Problem statement:
Gather each line containing the string "empty" from these entries.

Material provided:
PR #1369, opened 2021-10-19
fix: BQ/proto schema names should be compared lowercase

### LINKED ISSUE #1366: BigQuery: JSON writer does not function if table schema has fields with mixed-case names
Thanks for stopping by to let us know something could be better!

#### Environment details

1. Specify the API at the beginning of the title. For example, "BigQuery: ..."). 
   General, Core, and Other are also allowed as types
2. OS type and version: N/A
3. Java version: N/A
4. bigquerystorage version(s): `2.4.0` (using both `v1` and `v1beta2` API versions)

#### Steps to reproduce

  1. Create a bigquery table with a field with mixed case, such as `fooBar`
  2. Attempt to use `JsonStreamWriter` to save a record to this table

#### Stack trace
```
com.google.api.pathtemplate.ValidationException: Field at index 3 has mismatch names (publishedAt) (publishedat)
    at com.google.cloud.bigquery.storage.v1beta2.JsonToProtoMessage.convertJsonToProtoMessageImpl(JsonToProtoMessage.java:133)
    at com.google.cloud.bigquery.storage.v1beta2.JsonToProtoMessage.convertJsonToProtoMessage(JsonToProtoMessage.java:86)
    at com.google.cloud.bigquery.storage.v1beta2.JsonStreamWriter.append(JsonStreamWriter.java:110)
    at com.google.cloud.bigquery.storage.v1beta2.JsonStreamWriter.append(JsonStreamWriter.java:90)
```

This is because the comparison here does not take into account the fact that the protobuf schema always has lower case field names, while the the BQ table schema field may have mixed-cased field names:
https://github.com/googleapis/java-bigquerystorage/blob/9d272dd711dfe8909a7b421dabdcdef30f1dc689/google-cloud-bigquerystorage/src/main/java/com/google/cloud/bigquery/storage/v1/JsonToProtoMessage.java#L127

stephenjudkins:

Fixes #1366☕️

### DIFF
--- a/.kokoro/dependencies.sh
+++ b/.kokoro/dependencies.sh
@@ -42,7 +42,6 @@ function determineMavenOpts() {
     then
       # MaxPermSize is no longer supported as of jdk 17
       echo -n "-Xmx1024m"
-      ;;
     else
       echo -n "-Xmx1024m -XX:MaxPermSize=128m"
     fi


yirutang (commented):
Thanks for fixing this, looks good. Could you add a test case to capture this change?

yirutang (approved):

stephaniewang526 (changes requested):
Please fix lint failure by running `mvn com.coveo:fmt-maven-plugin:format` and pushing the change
...
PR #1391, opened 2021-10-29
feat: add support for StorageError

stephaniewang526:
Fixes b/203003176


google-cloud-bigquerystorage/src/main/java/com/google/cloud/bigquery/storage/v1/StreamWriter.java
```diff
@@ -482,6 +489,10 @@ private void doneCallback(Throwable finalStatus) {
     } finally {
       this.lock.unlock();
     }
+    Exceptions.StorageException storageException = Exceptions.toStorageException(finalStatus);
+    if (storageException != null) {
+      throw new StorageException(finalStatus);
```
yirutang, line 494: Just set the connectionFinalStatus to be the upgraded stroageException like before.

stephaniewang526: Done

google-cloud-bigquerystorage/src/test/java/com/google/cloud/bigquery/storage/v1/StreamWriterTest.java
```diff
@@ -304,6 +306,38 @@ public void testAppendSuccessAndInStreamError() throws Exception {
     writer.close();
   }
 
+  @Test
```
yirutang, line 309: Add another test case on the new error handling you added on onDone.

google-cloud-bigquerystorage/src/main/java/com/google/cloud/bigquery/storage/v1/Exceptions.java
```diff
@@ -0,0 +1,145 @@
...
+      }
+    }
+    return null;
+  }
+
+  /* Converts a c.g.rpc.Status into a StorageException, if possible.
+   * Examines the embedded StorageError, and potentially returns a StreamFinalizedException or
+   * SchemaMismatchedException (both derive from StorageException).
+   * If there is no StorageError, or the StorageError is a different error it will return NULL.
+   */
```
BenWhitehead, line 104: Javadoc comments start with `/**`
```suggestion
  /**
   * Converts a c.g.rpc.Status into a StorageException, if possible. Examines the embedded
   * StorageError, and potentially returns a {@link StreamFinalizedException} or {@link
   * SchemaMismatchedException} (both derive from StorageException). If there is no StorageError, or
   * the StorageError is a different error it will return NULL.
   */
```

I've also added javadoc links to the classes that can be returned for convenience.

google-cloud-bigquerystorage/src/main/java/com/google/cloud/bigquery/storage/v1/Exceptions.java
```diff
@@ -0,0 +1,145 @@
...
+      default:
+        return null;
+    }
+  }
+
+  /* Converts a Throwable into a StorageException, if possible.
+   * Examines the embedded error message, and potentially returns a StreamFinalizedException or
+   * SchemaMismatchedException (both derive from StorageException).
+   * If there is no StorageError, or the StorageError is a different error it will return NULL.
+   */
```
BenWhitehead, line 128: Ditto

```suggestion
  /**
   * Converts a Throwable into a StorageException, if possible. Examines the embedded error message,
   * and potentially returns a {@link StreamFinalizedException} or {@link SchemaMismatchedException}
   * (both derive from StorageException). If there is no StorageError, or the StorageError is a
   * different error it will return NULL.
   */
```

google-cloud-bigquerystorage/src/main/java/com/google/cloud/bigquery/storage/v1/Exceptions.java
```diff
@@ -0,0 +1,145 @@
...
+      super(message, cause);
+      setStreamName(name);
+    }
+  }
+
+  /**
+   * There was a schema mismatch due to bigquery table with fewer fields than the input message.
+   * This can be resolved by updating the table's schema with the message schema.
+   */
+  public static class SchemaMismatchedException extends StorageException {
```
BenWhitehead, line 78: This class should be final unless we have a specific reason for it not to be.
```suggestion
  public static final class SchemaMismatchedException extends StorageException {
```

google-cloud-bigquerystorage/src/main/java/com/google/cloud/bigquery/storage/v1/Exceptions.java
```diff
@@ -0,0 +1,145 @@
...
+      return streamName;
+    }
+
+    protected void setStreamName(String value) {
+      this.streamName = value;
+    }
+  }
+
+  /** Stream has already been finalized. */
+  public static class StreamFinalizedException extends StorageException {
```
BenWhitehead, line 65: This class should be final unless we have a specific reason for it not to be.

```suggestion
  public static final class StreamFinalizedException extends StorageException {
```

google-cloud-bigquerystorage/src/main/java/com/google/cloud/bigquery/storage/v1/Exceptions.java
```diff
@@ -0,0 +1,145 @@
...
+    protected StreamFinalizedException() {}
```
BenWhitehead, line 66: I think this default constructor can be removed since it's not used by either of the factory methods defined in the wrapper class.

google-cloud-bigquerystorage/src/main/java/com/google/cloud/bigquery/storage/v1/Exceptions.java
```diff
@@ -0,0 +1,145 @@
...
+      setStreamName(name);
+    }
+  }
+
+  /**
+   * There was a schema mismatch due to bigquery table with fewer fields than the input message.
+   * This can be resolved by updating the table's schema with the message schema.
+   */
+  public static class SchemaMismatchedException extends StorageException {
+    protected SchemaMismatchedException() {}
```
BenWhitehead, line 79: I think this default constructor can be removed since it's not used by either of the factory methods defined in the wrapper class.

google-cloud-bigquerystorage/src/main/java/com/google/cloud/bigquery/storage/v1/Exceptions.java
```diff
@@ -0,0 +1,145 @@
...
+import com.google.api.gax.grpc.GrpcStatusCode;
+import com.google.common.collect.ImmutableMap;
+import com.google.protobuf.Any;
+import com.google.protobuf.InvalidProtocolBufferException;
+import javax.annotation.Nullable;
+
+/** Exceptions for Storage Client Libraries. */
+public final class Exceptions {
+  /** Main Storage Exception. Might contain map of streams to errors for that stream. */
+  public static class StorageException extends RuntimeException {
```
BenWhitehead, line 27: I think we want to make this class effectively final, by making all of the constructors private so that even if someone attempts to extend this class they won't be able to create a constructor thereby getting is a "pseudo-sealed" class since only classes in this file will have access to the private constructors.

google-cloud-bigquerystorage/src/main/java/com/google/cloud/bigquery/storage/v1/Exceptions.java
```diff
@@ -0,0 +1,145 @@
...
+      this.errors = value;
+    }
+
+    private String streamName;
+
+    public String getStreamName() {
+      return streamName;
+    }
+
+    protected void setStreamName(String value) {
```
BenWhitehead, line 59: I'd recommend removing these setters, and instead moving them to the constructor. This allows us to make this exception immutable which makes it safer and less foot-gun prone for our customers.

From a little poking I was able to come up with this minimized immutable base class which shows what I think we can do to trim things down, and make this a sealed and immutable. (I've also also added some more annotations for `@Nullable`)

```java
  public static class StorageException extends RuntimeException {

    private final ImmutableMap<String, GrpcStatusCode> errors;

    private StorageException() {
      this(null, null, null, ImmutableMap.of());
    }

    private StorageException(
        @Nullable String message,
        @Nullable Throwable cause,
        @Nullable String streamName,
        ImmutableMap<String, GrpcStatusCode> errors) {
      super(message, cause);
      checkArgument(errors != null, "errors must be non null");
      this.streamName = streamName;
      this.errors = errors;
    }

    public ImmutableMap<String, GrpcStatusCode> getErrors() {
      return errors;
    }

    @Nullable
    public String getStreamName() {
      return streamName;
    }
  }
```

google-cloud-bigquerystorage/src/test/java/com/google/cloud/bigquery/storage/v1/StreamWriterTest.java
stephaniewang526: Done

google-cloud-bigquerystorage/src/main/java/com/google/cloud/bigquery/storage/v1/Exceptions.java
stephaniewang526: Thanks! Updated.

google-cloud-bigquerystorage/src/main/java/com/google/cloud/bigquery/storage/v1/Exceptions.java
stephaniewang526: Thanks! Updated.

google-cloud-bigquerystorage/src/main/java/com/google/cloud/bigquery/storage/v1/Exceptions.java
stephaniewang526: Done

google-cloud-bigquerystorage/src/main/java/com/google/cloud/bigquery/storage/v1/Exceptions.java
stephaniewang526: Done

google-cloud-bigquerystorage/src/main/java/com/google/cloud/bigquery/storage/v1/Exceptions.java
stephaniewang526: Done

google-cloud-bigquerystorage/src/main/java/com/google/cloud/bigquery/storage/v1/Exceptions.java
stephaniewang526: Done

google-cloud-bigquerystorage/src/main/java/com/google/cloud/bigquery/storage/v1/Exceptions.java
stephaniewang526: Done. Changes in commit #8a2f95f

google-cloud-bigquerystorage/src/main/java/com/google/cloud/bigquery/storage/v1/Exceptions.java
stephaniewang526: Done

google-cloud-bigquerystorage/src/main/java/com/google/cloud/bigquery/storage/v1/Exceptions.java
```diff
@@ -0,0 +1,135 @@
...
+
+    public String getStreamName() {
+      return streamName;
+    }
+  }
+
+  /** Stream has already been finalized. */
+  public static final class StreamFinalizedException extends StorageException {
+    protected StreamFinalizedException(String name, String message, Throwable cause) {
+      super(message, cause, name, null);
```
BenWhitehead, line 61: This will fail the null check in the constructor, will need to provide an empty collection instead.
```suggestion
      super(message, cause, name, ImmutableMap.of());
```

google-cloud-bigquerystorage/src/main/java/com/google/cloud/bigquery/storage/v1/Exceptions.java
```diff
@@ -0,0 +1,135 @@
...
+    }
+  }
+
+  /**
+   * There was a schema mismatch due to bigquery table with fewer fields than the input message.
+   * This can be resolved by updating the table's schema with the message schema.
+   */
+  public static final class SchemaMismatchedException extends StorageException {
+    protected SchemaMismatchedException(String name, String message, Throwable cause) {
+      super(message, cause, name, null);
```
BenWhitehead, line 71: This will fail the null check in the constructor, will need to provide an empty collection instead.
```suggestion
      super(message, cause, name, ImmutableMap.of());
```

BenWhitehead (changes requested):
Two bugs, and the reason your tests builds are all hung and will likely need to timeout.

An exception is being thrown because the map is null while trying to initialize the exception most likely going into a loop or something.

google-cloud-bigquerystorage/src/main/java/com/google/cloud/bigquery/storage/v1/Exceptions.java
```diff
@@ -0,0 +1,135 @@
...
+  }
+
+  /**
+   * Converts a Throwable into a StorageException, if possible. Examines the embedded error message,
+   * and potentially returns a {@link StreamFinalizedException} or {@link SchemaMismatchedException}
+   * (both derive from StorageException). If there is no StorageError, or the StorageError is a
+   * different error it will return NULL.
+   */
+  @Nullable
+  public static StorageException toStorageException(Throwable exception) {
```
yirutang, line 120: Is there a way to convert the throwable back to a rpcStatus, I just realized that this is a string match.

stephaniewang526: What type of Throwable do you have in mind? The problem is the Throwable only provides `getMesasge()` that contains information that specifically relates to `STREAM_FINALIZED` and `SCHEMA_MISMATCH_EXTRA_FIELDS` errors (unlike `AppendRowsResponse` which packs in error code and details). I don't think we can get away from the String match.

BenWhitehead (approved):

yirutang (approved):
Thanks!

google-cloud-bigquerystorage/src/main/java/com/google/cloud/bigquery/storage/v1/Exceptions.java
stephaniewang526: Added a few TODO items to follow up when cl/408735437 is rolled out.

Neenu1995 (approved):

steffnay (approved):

Your solution:
BenWhitehead, line 61: This will fail the null check in the constructor, will need to provide an empty collection instead.
BenWhitehead, line 71: This will fail the null check in the constructor, will need to provide an empty collection instead.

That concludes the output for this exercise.